Renaissance Wogs

The Problem of Unbelief in the 16th Century: The Religion of Rabelais (Lucien Febvre, 1942)

They were simple people who gave way to their feelings. We repress ours…. (p. 100)

Here, too, was the “underdevelopment of sight”.  He was content to “feel” — like his whole age (p. 454).

Who was Febvre talking about? Martin Luther, and with him, the entire Renaissance: Erasmus, More, Montaigne, Pico, Rabelais, the whole shebang. This is the Annales school’s famous histoire des mentalités. Where did it come from?

A while ago our teacher Lévy-Bruhl investigated how and why primitives reasoned differently from civilized men. Yet a good part of the latter remained primitives for a long time (p. 6).

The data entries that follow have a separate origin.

PR #61, opened 2022-04-11
Draft: Add MICADO headers

hugobuddel:
Add initial headers for MICADO, still draft.


hugobuddel:
See also #62 because I think it would be nicer if all these have defaults. That is why these are not yet merged directly into dev_micado, because now they would break all examples. (Most of them are already broken due to https://github.com/AstarVienna/ScopeSim/issues/136 though..)

PR #64, opened 2022-04-12
Second attempt to run tests against ScopeSIM master and/or dev_master

hugobuddel:
Run tests against dev_master and/or master


hugobuddel:
I'm going to merge this, because hopefully seeing green ticks will prevent things from breaking

PR #66, opened 2022-04-13
Run notebooks in the CI

hugobuddel:
Run notebooks in the CI


hugobuddel:
@astronomyk running the notebooks in the CI! Should run automatically on the master and dev_master branches (so only after merging), but not for PRs, or when ran manually: https://github.com/AstarVienna/irdb/runs/6003188886?check_suite_focus=true

Currently only for the MICADO notebooks, and only against ScopeSIM dev_master, but it is a start.

PR #67, opened 2022-04-13
[METIS] added 2 skycalc override files for LSS and LMS, plus the yaml entries

astronomyk:
As the title says.

Consequence is that by default LSS and LMS will run with the local skycalc sky background. It the user is interested in different settings, they will either need to download the skycalc fits file for their needs, or set the ATMO overrides in METIS_LSS.yaml accordingly: 

```
---
alias: ATMO
name: LMS_ATMO_overrides
description: Setting the LMS mode to override the skycalc download

properties:
  skycalc:
    use_local_file: SKYCALC_LSS_override.fits
    # use_local_file: False    # to go back to using the skycalc server
```


Armazones/Armazones.yaml
```diff
@@ -8,32 +8,36 @@ changes:
...
+  pwv :           2.5         # [mm]
+  airmass :       "!OBS.airmass"
+  pupil_angle :   "!OBS.pupil_angle"
+  pixel_scale :   "!INST.pixel_scale"
+  background :
+    filter_name : Ks
+    value: 13.6
+    unit: mag
+  spectrum :
+    filename: "TER_armazones_default_FULL_IMG.dat"
```
oczoske, line 30: Do we still need this?

oczoske:
If I understand correctly, the default is now to use the local files provided with the irdb. In this case, they should not be called "override" but "default". I don't fully understand how this will work in practice. How does the user now tell scopesim to use skycalc rather than the default file? How do they change the file name? Ideally, this would go via `cmd['!ATMO.filename'] = ...` - ah, it's the rather wordy `!ATMO.skycalc.use_local_file`. Are the conditions for the default files well defined?  `SKYCALC_LSS_override.fits` has `TEL.SITE.HEIGHT=2640`, so it's for Paranal, not Armazones (the same is probably true for the skycalc downloads?). Does `!OBS.airmass` have an influence? That would seem necessary for simulating longer time series.

METIS/METIS_LMS.yaml
```diff
@@ -8,7 +8,11 @@ date_modified: 2022-05-12
 changes:
   - 2022-03-04 (OC) introduce decouple_detector_from_sky_headers
   - 2022-03-22 (OC) add METISLMSImageSlicer effect
+<<<<<<< HEAD
   - 2022-04-13 (KL) added ATMO overrides for skycalc_use_local_file for ScopeSim v0.5 upgrade
+=======
+  - 2022-05-12 (OC) add fp2_platescale
+>>>>>>> dev_master
```
hugobuddel, line 15: It seems you actually committed the conflicts! I mean, that seems to be what the commit message says, but probably not what you intended
```suggestion
  - 2022-04-13 (KL) added ATMO overrides for skycalc_use_local_file for ScopeSim v0.5 upgrade
  - 2022-05-12 (OC) add fp2_platescale
```

astronomyk:
Thanks for picking this up! I was actually just using github to store my
local branches as I needed to re-install my local operating system. I was
planning on sorting things out (i.e. whether I still need this branch)
after my system is running again :)

Hugo Buddelmeijer ***@***.***> schrieb am Di., 26. Juli 2022,
08:28:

But  Lévy-Bruhl was refuted by Lévi-Strauss, and there’s no such thing as “la mentalité primitive”!  And anyway, you’re not supposed to talk about white people that way — Luther and Erasmus were not wogs! (Paging Edward Said).

During the first half of the 20th century French rationalism and scientism were fierce and savage. Febvre was diligently refuting an even more rationalistic earlier book by Abel Lefranc which had claimed that Rabelais himself was a pure rationalist, centuries ahead of his time.